Я поправил берет и приблизился. Две пухленькие мягкие ручонки затрясли мою ладонь, при этом закрывающие уши щеки Жан-Батиста подпрыгивали в такт его движениям.
– Огромная честь, весьма огромная, брат Эрик, пожать руку человеку, поймавшему самого Люцифера. Моя дочь тоже лелеет надежду с вами познакомиться, – Жан-Батист указал на балкон, где находилось юное создание лет восемнадцати, по своей комплекции, мягко говоря, далекое от классических канонов девичьей стройности. Улыбаясь во все лицо, оно радостно махало рукой и, надо думать, адресовало это мне, а не магистру Виссариону.
От меня не ускользнуло то, что Джером за спиной Его Чести вдруг ни с того ни с сего заметно оживился.
– Он был такой же Люцифер, как я баварский пивовар, – отвечая на комплимент епископа, я позволил себе немного поскромничать. – С этой работой справились бы и кадеты Боевой Семинарии.
– Вы преуменьшаете свои заслуги перед Верой и Святой Европой, брат Эрик. Что ж, надеюсь, вам у нас понравится. – И епископ повел магистра ужинать в роскошную трапезную епископата.
Я придержал за рукав зашагавшего было причащаться кагором втихомолку от хозяина дьякона:
– Мой крупногабаритный друг, поручаю вашему вниманию сие прелестное творение Господа, – я кисло улыбнулся и помахал в ответ дочери епископа – творение уже отважилось на воздушные поцелуи. – Вижу, что вы неравнодушны к этой ангельского вида особе, а потому можете отныне именовать себя правой рукой и верным боевым ординарцем командира Одиннадцатого отряда Эрика Хенриксона. – Услышь это Михаил, он бы меня убил! – Разрешаю вам не скупиться на комплименты, читать ей наизусть Песнь Песней Соломона, но она не должна ко мне приближаться.

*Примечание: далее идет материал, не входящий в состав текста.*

PR #853, opened 2025-04-30
test: making startup taints and annotations for cilium conditional on the cilium ds being present

Bryce-Soghigian:
**Description**
When running our test suite against other cni configurations, it will fail. This change makes the configurations dynamic

- make az-all-cniv1 
- make az-e2etest

- [ ] Yes, issue opened: # 
- [ ] No

**Release Note**

```release-note

```

### DIFF
--- a/test/pkg/environment/common/expectations.go
+++ b/test/pkg/environment/common/expectations.go
@@ -1035,3 +1035,19 @@ func (env *Environment) GetDaemonSetOverhead(np *karpv1.NodePool) corev1.Resourc
 		return p, true
 	})...)
 }
+
+func (env *Environment) IsCilium() bool {
+	GinkgoHelper()
+
+	dsList := &appsv1.DaemonSetList{}
+	Expect(env.Client.List(env.Context, dsList,
+		client.InNamespace("kube-system"),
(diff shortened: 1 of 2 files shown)


test/pkg/environment/common/expectations.go
```diff
@@ -1035,3 +1035,19 @@ func (env *Environment) GetDaemonSetOverhead(np *karpv1.NodePool) corev1.Resourc
...
+		client.InNamespace("kube-system"),
+	)).To(Succeed())
+
+	for _, ds := range dsList.Items {
+		if strings.HasPrefix(ds.Name, "cilium") {
+			return true
+		}
+	}
+	return false
+}
```
Bryce-Soghigian, line 1053: We could do something more advanced, like passing in network_dataplane from cluster configuration, but i opted into this to add as little wiring as possible

comtalyst (approved):

Bryce-Soghigian:
https://github.com/Azure/karpenter-provider-azure/actions/runs/14792136186

Bryce-Soghigian:
Tests minus drift are passing now so merging, drift is also failing on master for the same case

– О, вы правы, брат Эрик, – она и впрямь милашка! – Джером плотоядно облизнулся и пригладил рукой свои редкие волосы. – А что же вы сами-то?

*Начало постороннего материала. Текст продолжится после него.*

PR #867, opened 2025-05-05
chore: add InClusterClient in operator.go

matthchr:
Can be used to access the kube-apiserver in the cluster where the Karpenter pod is running, for cases where the Karpenter pod is running in a different cluster than it is managing.

* UT and manually ran utilization E2E locally.

- [ ] Yes, issue opened: # 
- [x No

**Release Note**

```release-note
NONE
```

### DIFF
--- a/pkg/operator/operator.go
+++ b/pkg/operator/operator.go
@@ -24,10 +24,13 @@ import (
 	"github.com/patrickmn/go-cache"
 	"github.com/samber/lo"
 	corev1 "k8s.io/api/core/v1"
+	"k8s.io/client-go/kubernetes"
 	"k8s.io/client-go/rest"
 	"k8s.io/client-go/transport"
+	"k8s.io/client-go/util/flowcontrol"
 	karpv1 "sigs.k8s.io/karpenter/pkg/apis/v1"
 	"sigs.k8s.io/karpenter/pkg/operator"
+	coreoptions "sigs.k8s.io/karpenter/pkg/operator/options"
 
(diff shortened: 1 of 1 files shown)


pkg/operator/operator.go
```diff
@@ -77,6 +85,12 @@ func NewOperator(ctx context.Context, operator *operator.Operator) (context.Cont
 		options.FromContext(ctx).VnetGUID = vnetGUID
 	}
 
+	// These options are set similarly to those used by operator.KubernetesInterface
+	inClusterConfig := lo.Must(rest.InClusterConfig())
+	inClusterConfig.RateLimiter = flowcontrol.NewTokenBucketRateLimiter(float32(coreoptions.FromContext(ctx).KubeClientQPS), coreoptions.FromContext(ctx).KubeClientBurst)
+	inClusterConfig.UserAgent = "karpenter"
```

– Хочу остаться непорочным в преддверии великих деяний, – с наигранным пафосом вздохнул я. Перспектива близкого знакомства с так некстати отыскавшейся здесь, на периферии, моей поклонницей меня не прельщала.

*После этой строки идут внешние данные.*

PR #873, opened 2025-05-07
feat: wait for CRDs

tallaxes:
**Description**

Add wait for CRDs on start, prior to starting core operator with timeout (2m) - though note that liveness probe, if not tuned, is likely to kill the process earlier.

##### Background

We had removed the alternative operator that waited for CRDs. The current core operator implementation ["fails open"](https://github.com/kubernetes-sigs/karpenter/pull/1683) on missing CRDs, proceeding without configuring indexers. Unfortunately, for now there are controller (including in core) that use caching client with `client.MatchingFields` option, which require indexes. These controllers will stay broken after CRDs are deployed, since there is nothing that would (re-)create the indexes then. On top of this, after CRDs are in place, it will stop exiting on CacheSyncTimeout (2m by default), so it will stay broken. Consequently (in the absence of something that would restart the process, or rebuild indexes), waiting for CRDs on startup is appropriate.

The implementation is similar to what core uses for readyz probe (probably introduced as a gate for webhooks).

* Starting w/CRDs in place
* Starting w/o CRDs in place
* Starting w/o CRDs in place and deploying them later

- [ ] Yes, issue opened: # 
- [x] No

**Release Note**

```release-note
Wait for CRDs on startup
```

### DIFF
--- a/cmd/controller/main.go
+++ b/cmd/controller/main.go
@@ -28,8 +28,6 @@ import (
 	"github.com/go-logr/zapr"
 	"github.com/samber/lo"
 
-	"k8s.io/client-go/kubernetes"
-
 	ctrl "sigs.k8s.io/controller-runtime"
 
 	"sigs.k8s.io/karpenter/pkg/cloudprovider/metrics"
@@ -44,8 +42,7 @@ import (
 func main() {
 	ctx := injection.WithOptionsOrDie(context.Background(), options.Injectables...)
 	logger := zapr.NewLogger(logging.NewLogger(ctx, "controller"))
-	client := kubernetes.NewForConfigOrDie(ctrl.GetConfigOrDie())
-	lo.Must0(operator.WaitForCRDs(ctx, client.DiscoveryClient, 2*time.Minute, logger), "failed waiting for CRDs")
+	lo.Must0(operator.WaitForCRDs(ctx, 2*time.Minute, ctrl.GetConfigOrDie(), logger), "failed waiting for CRDs")
 
 	ctx, op := operator.NewOperator(coreoperator.NewOperator())
 	aksCloudProvider := cloudprovider.New(
--- a/cmd/controller/main.go
+++ b/cmd/controller/main.go
@@ -56,6 +56,8 @@ func main() {
 		op.ImageProvider,
 	)
 
+	lo.Must0(op.AddHealthzCheck("cloud-provider", aksCloudProvider.LivenessProbe))
+
 	cloudProvider := metrics.Decorate(aksCloudProvider)
 	clusterState := state.NewCluster(op.Clock, op.GetClient(), cloudProvider)
 
--- a/cmd/controller/main.go
+++ b/cmd/controller/main.go
@@ -19,19 +19,34 @@ limitations under the License.
 package main
 
 import (
-	"github.com/samber/lo"
+	"context"
+	"time"
 
 	"github.com/Azure/karpenter-provider-azure/pkg/cloudprovider"
 	"github.com/Azure/karpenter-provider-azure/pkg/controllers"
 	"github.com/Azure/karpenter-provider-azure/pkg/operator"
+	"github.com/go-logr/zapr"
+	"github.com/samber/lo"
+
+	"k8s.io/client-go/kubernetes"
+
+	ctrl "sigs.k8s.io/controller-runtime"
 
 	"sigs.k8s.io/karpenter/pkg/cloudprovider/metrics"
 	corecontrollers "sigs.k8s.io/karpenter/pkg/controllers"
 	"sigs.k8s.io/karpenter/pkg/controllers/state"
 	coreoperator "sigs.k8s.io/karpenter/pkg/operator"
+	"sigs.k8s.io/karpenter/pkg/operator/injection"
+	"sigs.k8s.io/karpenter/pkg/operator/logging"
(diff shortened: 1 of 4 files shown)


pkg/operator/operator.go
```diff
@@ -213,3 +219,41 @@ func getVnetGUID(cfg *auth.Config, subnetID string) (string, error) {
 	}
 	return *vnet.Properties.ResourceGUID, nil
 }
+
+// WaitForCRDs waits for the required CRDs to be available with a timeout
+func WaitForCRDs(ctx context.Context, client *discovery.DiscoveryClient, timeout time.Duration, log logr.Logger) error {
+	var requiredCRDs = []schema.GroupVersionResource{
```
matthchr, line 225: I think you could avoid hardcoding these and instead just reference the scheme?

https://github.com/kubernetes-sigs/karpenter/blob/93c0ef3a4d02bfc1124533a5661d19b9373dfb89/pkg/apis/v1/doc.go#L32

and 

for us at: pkg/apis/v1alpha2/doc.go

There's likely other stuff in scheme too, but you could filter to the `karpenter.sh` and `karpenter.azure.com` groups via `scheme.Scheme.ObjectKinds()` (though note that returns `Kind` rather than `Resource` so the format changes a bit, but it accomplishes the same thing I think.

matthchr: Alternatively you could possibly leave it hardcoded here but write a test (possibly using the scheme above) that ensures we don't have new versions and/or new resources sneak in but not wait for them?

pkg/operator/operator.go
```diff
@@ -213,3 +219,41 @@ func getVnetGUID(cfg *auth.Config, subnetID string) (string, error) {
...
+	}
+
+	log.WithValues("timeout", timeout).Info("waiting for required CRDs to be available")
+	ctx, cancel := context.WithTimeout(ctx, timeout)
+	defer cancel()
+
+	for _, crd := range requiredCRDs {
+		crdName := fmt.Sprintf("%s.%s/%s", crd.Resource, crd.GroupVersion().Group, crd.Version)
+		if err := wait.PollUntilContextCancel(ctx, 10*time.Second, true, func(ctx context.Context) (bool, error) {
+			_, err := client.RESTClient().Get().AbsPath("/apis", crd.Group, crd.Version, crd.Resource).Do(ctx).Raw()
```
matthchr, line 238: I think this deserves a comment for why you're avoiding the full `/apis` and using the RESTClient. (I assume to avoid the full /apis list which can be really expensive)

In fact you could probably use `ServerResourcesForGroupVersion` which would still avoid the full /apis query without needing to resort to the raw client. I don't know that this is way clearer though (it might even be more code?) so I'm fine not using it, but think a comment should be here.

pkg/operator/operator.go
```diff
@@ -213,3 +219,41 @@ func getVnetGUID(cfg *auth.Config, subnetID string) (string, error) {
...
+		{Group: "karpenter.azure.com", Version: "v1alpha2", Resource: "aksnodeclasses"},
+	}
+
+	log.WithValues("timeout", timeout).Info("waiting for required CRDs to be available")
+	ctx, cancel := context.WithTimeout(ctx, timeout)
+	defer cancel()
+
+	for _, crd := range requiredCRDs {
+		crdName := fmt.Sprintf("%s.%s/%s", crd.Resource, crd.GroupVersion().Group, crd.Version)
+		if err := wait.PollUntilContextCancel(ctx, 10*time.Second, true, func(ctx context.Context) (bool, error) {
```
matthchr, line 237: minor, style: maybe just assign `err` here and check it on the subsequent line to avoid this:
`}); err != nil {`

not a big deal though.

cmd/controller/main.go
```diff
@@ -41,7 +56,6 @@ func main() {
 		op.ImageProvider,
 	)
 
-	lo.Must0(op.AddHealthzCheck("cloud-provider", aksCloudProvider.LivenessProbe))
```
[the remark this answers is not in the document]
tallaxes: No, will restore (I don't think we need it, but let's separate this)

pkg/operator/operator.go
tallaxes: Fixed

pkg/operator/operator.go
tallaxes: There was nothing built-in that works nicely, but it looks like RESTMapper from controller-runtime client does what we are looking for, take a look

pkg/operator/operator.go
tallaxes: Take a look at the version with RESTMapper

matthchr: Updated RESTMapper is nice but doesn't actually solve what I was getting at here which was: we're hardcoding the CRD list here that we want to watch which means we need to update it when a new CRD (or a new version) is added, and that would be easy to miss because it would _mostly_ work (since CRDs are generally applied together) but would be incorrect.

Sourcing from scheme with a filter, or having a test, protects against future evolution where we add CRDs or versions and forget to add them here.

matthchr (approved):

pkg/operator/operator.go
tallaxes: Agree on the value, ran into some minor issues when filtering from Scheme, for expediency will merge this for now and circle back to this later.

– Это вы зря, брат Эрик, честное слово, зря!.. – Джером весь сиял, находясь похотливым взглядом уже на пути к балкону. Тело его некоторое время попереминалось с ноги на ногу, а затем потрусило в том же направлении, проявляя обычно не свойственную дьякону резвость.
Я облегченно вздохнул, сбросив с плеч эту маленькую проблему, и отправился искать столовую для слуг, где Михаил с остальными братьями должны были вот-вот собраться на вечернюю трапезу.
Лечь спать сразу после перешедшего в горячую баню ужина не получилось. За воротами епископата вдруг пронзительно завыли сирены «самсонов», и крики усталых братьев Пятого отряда, требующих доступа к спокойной обстановке и горячей пище, возвестили о прибытии в Ренн Матадора, более известного как Карлос Гонсалес – фигуры в Братстве Охотников, уступающей по значимости лишь брату Бернарду...
«– Не знаю, сэр, – ответил я. – Я не совсем уверен, что голова у него в порядке.
– Значит, не в порядке, – сказал доктор. – Если человек три года грыз ногти на необитаемом острове, Джим, голова у него не может быть в таком же порядке, как у тебя или у меня. Так уж устроены люди...»
Р. Л. Стивенсон. «Остров Сокровищ»
Годом с небольшим ранее
– Слушай сюда, мразь охотницкая, слушай внимательно! – Длинный кривой нож дрожал вместе с рукой люцифериста. На шее восьмилетней девочки выступило несколько капель крови. Она не могла даже плакать, а только тяжело сипела и влажными голубыми глазенками смотрела на меня. – Я выхожу, ясно? Ясно вам?! Оружие на землю! Резче! Сами в сторону!..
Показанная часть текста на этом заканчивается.